◆ Source information
----
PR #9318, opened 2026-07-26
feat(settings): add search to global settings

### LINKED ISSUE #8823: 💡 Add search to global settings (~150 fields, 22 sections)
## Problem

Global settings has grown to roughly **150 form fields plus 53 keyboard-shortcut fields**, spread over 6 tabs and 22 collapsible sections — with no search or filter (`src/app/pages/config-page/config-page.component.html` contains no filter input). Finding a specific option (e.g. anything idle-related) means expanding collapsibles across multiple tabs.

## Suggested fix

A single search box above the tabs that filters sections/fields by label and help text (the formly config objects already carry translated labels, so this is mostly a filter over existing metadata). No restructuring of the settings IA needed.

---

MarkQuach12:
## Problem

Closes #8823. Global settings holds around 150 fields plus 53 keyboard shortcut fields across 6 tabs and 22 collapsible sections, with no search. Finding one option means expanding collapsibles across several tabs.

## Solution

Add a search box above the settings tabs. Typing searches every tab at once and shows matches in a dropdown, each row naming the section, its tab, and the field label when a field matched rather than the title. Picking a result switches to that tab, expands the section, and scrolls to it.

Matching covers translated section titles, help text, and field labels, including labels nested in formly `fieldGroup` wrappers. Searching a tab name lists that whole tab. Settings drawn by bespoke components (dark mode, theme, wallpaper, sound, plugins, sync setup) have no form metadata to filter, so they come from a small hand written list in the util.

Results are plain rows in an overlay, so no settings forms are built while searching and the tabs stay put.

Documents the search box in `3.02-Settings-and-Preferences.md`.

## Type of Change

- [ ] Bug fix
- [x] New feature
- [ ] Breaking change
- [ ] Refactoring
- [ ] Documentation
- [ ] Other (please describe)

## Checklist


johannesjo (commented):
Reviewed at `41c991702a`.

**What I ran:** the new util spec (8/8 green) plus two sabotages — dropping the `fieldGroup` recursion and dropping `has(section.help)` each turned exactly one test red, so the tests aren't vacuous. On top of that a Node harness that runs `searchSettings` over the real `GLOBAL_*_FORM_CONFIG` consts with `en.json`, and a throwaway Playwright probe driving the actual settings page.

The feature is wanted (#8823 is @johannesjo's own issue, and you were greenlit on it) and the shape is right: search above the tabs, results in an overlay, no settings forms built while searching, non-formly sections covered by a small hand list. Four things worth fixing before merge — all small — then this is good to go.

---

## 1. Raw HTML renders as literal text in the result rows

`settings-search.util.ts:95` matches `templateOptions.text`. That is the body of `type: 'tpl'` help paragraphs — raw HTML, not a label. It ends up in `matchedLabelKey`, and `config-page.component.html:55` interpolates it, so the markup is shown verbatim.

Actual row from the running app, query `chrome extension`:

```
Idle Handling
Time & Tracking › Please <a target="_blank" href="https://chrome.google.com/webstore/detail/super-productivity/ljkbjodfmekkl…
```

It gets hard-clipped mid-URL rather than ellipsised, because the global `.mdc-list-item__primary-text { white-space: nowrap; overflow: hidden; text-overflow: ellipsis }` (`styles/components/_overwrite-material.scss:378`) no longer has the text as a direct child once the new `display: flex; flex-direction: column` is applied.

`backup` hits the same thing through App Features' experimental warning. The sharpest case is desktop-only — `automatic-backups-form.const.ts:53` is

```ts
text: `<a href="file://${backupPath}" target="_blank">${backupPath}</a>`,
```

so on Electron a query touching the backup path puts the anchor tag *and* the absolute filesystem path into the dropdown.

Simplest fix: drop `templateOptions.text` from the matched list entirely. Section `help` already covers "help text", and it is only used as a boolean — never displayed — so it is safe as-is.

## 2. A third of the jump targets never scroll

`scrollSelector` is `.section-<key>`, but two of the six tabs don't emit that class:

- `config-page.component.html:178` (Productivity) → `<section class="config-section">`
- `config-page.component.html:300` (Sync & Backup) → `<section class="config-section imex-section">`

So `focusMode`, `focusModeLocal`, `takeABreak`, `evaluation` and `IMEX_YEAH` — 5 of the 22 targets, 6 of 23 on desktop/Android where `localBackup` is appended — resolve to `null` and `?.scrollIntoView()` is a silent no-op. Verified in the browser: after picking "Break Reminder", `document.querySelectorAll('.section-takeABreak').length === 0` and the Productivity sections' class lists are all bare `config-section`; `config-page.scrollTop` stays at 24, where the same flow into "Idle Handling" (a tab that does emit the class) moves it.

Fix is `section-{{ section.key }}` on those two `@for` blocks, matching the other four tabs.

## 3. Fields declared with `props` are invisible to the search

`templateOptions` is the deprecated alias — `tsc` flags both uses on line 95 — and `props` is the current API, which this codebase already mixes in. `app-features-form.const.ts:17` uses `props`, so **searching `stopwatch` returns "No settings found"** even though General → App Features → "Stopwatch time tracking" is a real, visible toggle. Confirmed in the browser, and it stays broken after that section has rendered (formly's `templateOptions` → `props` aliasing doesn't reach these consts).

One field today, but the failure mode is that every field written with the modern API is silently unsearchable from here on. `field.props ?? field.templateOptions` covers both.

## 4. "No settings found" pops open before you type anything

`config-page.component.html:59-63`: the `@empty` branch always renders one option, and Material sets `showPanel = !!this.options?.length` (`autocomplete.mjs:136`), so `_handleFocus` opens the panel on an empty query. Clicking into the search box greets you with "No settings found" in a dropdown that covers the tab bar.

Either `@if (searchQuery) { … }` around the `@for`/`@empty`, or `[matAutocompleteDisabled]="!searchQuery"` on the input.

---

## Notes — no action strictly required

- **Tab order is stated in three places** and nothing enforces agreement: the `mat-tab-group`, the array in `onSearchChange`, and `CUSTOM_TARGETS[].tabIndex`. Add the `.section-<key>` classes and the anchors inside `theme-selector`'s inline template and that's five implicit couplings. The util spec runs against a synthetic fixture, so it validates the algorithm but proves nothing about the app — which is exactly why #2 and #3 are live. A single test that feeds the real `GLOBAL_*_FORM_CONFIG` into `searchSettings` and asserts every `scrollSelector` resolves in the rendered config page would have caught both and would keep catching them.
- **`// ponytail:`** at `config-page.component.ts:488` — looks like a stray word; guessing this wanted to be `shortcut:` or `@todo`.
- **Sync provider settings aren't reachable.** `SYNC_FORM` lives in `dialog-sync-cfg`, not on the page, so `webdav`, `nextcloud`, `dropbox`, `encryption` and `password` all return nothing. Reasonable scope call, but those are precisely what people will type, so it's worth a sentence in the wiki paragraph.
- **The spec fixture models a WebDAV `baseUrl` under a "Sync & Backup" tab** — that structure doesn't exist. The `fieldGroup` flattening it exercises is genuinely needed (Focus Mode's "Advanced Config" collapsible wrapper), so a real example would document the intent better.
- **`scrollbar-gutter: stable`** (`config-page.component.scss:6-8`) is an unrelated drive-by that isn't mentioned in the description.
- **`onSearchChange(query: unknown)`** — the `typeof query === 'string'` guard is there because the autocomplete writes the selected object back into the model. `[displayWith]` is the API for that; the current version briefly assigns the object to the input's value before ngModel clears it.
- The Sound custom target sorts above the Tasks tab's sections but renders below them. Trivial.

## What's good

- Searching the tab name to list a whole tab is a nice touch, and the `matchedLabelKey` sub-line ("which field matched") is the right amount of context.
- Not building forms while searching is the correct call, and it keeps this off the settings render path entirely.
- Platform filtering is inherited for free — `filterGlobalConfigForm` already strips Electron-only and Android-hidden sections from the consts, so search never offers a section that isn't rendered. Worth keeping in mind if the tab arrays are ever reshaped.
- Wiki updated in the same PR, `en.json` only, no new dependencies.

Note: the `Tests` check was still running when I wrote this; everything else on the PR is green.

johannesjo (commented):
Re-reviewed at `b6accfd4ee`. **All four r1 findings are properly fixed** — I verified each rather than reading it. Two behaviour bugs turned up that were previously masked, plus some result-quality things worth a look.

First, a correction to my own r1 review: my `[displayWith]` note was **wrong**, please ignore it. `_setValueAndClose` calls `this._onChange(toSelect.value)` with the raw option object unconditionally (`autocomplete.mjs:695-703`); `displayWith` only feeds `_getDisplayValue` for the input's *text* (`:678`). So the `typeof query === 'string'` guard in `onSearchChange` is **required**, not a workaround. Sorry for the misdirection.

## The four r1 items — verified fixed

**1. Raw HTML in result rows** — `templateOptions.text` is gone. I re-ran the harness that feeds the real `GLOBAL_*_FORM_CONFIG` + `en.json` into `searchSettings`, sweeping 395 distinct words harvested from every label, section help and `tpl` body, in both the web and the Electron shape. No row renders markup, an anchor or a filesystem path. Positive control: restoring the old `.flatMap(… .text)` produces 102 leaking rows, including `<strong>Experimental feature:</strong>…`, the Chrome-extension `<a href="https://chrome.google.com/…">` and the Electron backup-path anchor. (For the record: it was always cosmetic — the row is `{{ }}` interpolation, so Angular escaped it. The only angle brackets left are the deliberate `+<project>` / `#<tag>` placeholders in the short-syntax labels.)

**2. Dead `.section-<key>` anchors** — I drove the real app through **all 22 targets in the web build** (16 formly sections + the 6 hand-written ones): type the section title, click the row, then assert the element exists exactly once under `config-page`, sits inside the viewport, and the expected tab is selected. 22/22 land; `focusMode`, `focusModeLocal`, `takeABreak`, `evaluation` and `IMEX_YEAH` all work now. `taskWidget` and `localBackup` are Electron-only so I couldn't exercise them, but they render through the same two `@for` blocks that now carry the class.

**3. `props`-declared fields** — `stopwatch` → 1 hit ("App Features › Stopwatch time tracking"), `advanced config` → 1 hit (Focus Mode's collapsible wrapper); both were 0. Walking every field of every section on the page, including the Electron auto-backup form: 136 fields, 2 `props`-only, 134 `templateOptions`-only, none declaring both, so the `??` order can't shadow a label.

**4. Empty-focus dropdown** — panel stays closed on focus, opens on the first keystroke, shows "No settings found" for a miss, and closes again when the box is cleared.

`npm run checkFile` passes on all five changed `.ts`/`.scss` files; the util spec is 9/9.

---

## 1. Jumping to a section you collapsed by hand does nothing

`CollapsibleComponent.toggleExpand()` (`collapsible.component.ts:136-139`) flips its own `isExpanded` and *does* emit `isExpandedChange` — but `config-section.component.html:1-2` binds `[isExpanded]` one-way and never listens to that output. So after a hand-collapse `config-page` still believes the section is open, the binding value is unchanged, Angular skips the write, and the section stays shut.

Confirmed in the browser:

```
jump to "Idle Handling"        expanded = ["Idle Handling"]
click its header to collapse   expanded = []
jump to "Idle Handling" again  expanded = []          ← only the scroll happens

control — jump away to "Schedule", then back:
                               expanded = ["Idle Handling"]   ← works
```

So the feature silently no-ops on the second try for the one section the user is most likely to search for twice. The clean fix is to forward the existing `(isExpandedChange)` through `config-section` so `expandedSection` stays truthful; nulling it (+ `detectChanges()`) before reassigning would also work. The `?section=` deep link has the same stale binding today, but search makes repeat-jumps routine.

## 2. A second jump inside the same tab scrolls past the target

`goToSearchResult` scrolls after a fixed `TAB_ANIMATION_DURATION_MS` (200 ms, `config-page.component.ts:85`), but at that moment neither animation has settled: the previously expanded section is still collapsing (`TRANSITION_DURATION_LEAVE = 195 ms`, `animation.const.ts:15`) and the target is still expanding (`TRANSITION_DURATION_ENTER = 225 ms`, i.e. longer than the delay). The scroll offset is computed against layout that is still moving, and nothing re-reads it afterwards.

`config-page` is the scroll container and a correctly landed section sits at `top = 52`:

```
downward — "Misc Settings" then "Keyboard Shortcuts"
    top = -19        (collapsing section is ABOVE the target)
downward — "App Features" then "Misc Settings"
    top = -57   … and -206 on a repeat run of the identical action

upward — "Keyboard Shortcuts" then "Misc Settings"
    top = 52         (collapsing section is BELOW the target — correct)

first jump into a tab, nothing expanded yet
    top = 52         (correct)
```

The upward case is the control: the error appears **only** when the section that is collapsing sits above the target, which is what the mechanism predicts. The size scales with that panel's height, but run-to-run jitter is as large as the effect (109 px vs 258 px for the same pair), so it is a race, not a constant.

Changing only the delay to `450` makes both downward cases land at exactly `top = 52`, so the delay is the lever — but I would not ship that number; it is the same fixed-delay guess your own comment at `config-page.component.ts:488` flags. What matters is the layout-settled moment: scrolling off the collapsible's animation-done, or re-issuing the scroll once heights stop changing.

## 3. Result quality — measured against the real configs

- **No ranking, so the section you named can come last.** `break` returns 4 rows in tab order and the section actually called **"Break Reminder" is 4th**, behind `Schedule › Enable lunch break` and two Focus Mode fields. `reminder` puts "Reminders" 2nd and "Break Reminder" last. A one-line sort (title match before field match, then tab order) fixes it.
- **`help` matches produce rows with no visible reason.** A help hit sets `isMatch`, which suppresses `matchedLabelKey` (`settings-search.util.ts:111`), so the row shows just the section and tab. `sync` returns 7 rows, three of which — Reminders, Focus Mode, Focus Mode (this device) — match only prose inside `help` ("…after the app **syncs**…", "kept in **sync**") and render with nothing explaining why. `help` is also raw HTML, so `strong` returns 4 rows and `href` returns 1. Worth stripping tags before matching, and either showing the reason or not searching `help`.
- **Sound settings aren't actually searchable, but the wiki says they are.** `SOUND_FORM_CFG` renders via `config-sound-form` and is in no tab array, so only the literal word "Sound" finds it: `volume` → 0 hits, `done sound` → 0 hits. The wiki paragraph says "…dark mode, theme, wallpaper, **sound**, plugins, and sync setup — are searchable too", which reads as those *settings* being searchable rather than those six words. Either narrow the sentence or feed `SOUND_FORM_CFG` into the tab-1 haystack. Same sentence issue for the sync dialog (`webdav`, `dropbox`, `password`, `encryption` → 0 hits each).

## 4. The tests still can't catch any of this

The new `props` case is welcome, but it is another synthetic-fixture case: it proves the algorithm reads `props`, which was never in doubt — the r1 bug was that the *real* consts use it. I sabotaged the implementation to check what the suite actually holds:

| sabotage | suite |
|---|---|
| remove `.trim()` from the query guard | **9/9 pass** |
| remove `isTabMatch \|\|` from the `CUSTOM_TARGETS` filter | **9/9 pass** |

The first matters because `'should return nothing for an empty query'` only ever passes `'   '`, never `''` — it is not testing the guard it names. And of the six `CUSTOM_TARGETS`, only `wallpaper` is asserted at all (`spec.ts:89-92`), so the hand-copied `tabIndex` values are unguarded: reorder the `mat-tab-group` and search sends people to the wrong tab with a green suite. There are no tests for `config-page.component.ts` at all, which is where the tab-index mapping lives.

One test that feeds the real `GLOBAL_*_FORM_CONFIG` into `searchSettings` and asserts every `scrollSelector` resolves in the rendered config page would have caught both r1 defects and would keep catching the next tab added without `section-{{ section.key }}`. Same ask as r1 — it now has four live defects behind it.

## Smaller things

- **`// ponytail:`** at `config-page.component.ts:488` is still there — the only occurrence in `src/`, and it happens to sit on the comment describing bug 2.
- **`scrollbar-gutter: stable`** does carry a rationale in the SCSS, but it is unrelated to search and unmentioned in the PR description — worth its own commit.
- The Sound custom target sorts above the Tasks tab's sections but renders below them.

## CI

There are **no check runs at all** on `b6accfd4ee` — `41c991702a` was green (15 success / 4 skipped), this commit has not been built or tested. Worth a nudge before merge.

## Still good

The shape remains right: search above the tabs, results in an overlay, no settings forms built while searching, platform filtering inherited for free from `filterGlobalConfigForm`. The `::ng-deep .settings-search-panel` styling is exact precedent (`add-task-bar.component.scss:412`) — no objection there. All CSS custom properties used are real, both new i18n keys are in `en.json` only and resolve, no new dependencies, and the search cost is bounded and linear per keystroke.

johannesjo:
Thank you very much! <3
----
◆ Prompt
Check each line above for the string "anything" and show the ones that have it.

◆ Output
Global settings has grown to roughly **150 form fields plus 53 keyboard-shortcut fields**, spread over 6 tabs and 22 collapsible sections — with no search or filter (`src/app/pages/config-page/config-page.component.html` contains no filter input). Finding a specific option (e.g. anything idle-related) means expanding collapsibles across multiple tabs.
## 4. "No settings found" pops open before you type anything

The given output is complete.